I initially thought select distinct and that gives me a unique set of data, but then I'd need to extract these and back populate the table ~26,000,000 records.

What other options are there?

Matt

snips86x · 25 Sep 2018 at 15:40

Do you have any rows which are the "same" but have different identifiers? Not the UID but another cell which has something else in it.

tom_e · 25 Sep 2018 at 15:57

Join the table to itself group the rows then do a count, where count is greater than one take those rows and use them to select from the original table doing a row number function ordered by whatever cell tells you which occurrence was first and deleting where row number greater than two.

Just a quick stream of thought but it should point you in the right direction.

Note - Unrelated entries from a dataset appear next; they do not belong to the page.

Issue #3551, opened 2025-03-31
Redirect Manager shows incorrect Publication status for all redirects stored with Shard stratey


drj101687:
https://github.com/Adobe-Consulting-Services/acs-aem-commons/blob/master/bundle/src/main/java/com/adobe/acs/commons/redirects/models/RedirectRule.java#L336

This line that checks the publication status of a `redirects` node does not account for the Shard strategy used when many redirects have been authored for a configuration.
eg:

- redirects
  - shard-0
    - redirect-rule-
    - redirect-rule-0
    - redirect-rule-1
    - ...

It needs to be updated to check the publication status of the correct node for both storage strategies.

The publication status still currently works if the configuration does not have a sharded storage tree.
eg: 

- redirects
  - redirect-rule-
  - redirect-rule-0
  - redirect-rule-1
  - ...

YegorKozlov:
fixed in v6.12

PR #3552, opened 2025-03-31
#3551 - added logic to check the correct parent node if the redirect …

drj101687:
…belongs to a sharded collection.

fixes the issue reported in #3551


drj101687:
I don't understand why the JDK 21 ubuntu check failed. GitHub doesn't contain the full output for that check.

Issue #3555, opened 2025-04-07
ACS Commons - Issue Failing for copy content sync with Large Volume


jatankumar-git:
l. We have acs commons version upgraded to latest 6.10.0 and implemented the required setup to make it work.

We are trying to copy content from source to target environment, It works fine for smaller sub set path or pages 1-2k but if we provide a parent level path like 4k 5k pages it throws an service outage error. We were not able to see any errors and tried multiple times without any active deployment still the issue persists.

We could not find any specific details in documentations/blogs to triage the issue or if any limitation for number of pages that can be copied as such. Please look into the issue to identify what is causing this issue.

Adding screenshots for more details.

![Image](https://github.com/user-attachments/assets/ec8ece5a-bd35-4329-8388-21c11ffb252e)

Steps to reproduce- 
Select flags as recursive, incremental (Dry run enabled/disabled) and submit the job, after 3-4 mins we get an service outage error.

Similarly we tried smaller paths it worked and other locale/parent path it fails. We raised a adobe support ticket and they routed us to get a issue raised here as its related to ACS-aem-commons. 

Thanks,
Jatan

YegorKozlov:
What are the source and target AEM instances? Are you sync-ing an AEM Cloud from another AEM cloud instance?

I seems to be a kind of a Timeout error. The target AEM instances makes a call to the source to fetch the list of page to sync. This can take time on large content trees, but I've never seen the error you are getting.

YegorKozlov:
I think I know what's the problem is.

AEM Cloud has the default read timeout of 60 seconds. This means a request will be aborted if it didn't read at least a byte from the socket within 60 seconds. It applies to any servlet in AEM Cloud not responding for longer than 60 sec.  

I theory you can bump it up in the Jetty OSGi config, but I don't recommend it and Adobe wouldn't welcome this change either. 

My plan is to change the mechanics of getting the delta to sync from a request/response to an async job and then poll for completion. 

So instead of sending the http request to the remote AEM instance and waiting for response (which fails after 60 sec) I'm going to change Content Sync to 

 - send http request to the remote instance to create a background job to create the delta
 - poll every N seconds and print status. The socket will read these messages and keep the connection

It's a good catch and it's going to be a good improvement.

jatankumar-git:
Yes, we are syncing from one AEM cloud to another in same program between our non prod environments. 

[...]

PR #3558, opened 2025-04-12
#3555 Content Sync: prevent timeout errors when sync-ing AEM cloud instances with large volumes of data

YegorKozlov:
addresses #3555

AEM Cloud has the default read timeout of 60 seconds and ContentSync fails when collecting resources on the remote instance  for longer than that. 

With this PR the resources are collected in a Sling Job and the tool polls for completion every 3 seconds. 

image


simontunnat:
Sounds like a great solution, would really like for this to be reviewed and merged. :)

davidjgonzalez (approved):

PR #3608, opened 2025-07-18
Completely move everything to the executor, else the circular depende…

royteeuwen:
…ncy remains


royteeuwen:
@kwin  @davidjgonzalez  sadly enough the rework to use OSGi DS was not complete, I had to really move the interface to the Executor.

YegorKozlov (approved):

snips86x · 25 Sep 2018 at 17:17

Thats where I was going with it, had to do this for a couple of clients.

john_s · 25 Sep 2018 at 20:19

If you have different IDs, it’s easier, but if not, have a look at ROW_NUMBER() / PARTITION BY / OVER.

AHarvey · 26 Sep 2018 at 06:39

Do a SELECT DISTINCT into a support/temp table WHERE COUNT > 1

Then have another script that loops through the data a few thousand rows at a time and deletes them from the first table if the data is in the support/temp table, and marking it as deleted in the temp table. Looping will help if there is any replication issues.

We do it all the time when we decommission clients.

Matt_Hirst · 26 Sep 2018 at 12:11

Its a load of address data, there are numerous null fields on certain rows creating duplicate data.

Thanks for the help will look at the above suggestions to see where it leads.

Matt

kkelly · 27 Sep 2018 at 19:42

Although oracle, look at the first statement in above

http://www.dba-oracle.com/t_delete_duplicate_table_rows.htm

You should be able to just use strighst SQL, basically what tom e suggested

FredFlint · 29 Sep 2018 at 18:06

Could create a hash for the row minus the id column and compare that:https://docs.microsoft.com/en-us/sql/t-sql/functions/hashbytes-transact-sql?view=sql-server-2017

OspreyO · 1 Nov 2018 at 01:18

Something must have a timestamp, UID or similar. Get the first or last and delete the rest. Or something like that. If they are genuinely duplicates then there's something wrong with the database design.

I wouldn't be relying on DISTINCT if you are modifying/deleting data. You need to be more precise and confident than that.

https://weblogs.sqlteam.com/markc/archive/2008/11/11/60752.aspx

Also I'd be more interested in finding out the cause of the duplicates and stopping it.
If deleting duplicates is something you do a lot. Then something is wrong. Fix it.

Dj_Jestar · 5 Nov 2018 at 15:17

Code:

GROUP BY (the columns) HAVING COUNT(*) > 1

h4rm0ny · 11 Nov 2018 at 09:28

The traditional approach is to join the table to itself on the fields you consider duplicates and distinguish them by the unique ID field. Which is why it's always good to have a unique identifier in any table. But failing that you can add a unique index to a table with the same structure and INSERT...IGNORE into it so you only get one copy and then swap the tables. That presumes you can have some downtime to do it.

Goksly · 11 Nov 2018 at 20:49

john_s said:
If you have different IDs, it’s easier, but if not, have a look at ROW_NUMBER() / PARTITION BY / OVER.

This. Anything greater than one = dust.